§ **Collected material**:
---------------

PR #1291, opened 2019-01-25
bump vendored pip to 19.0.1

gaborbernat:
Following https://github.com/pypa/pip/issues/6106 👍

---------------

§ **Task requirements**:
Copy out the lines beginning at the one that contains "bump vendored pip to 19.0.1". Stop at the final line of the data, and include it.

§ **Task solution**:
bump vendored pip to 19.0.1

gaborbernat:
Following https://github.com/pypa/pip/issues/6106 👍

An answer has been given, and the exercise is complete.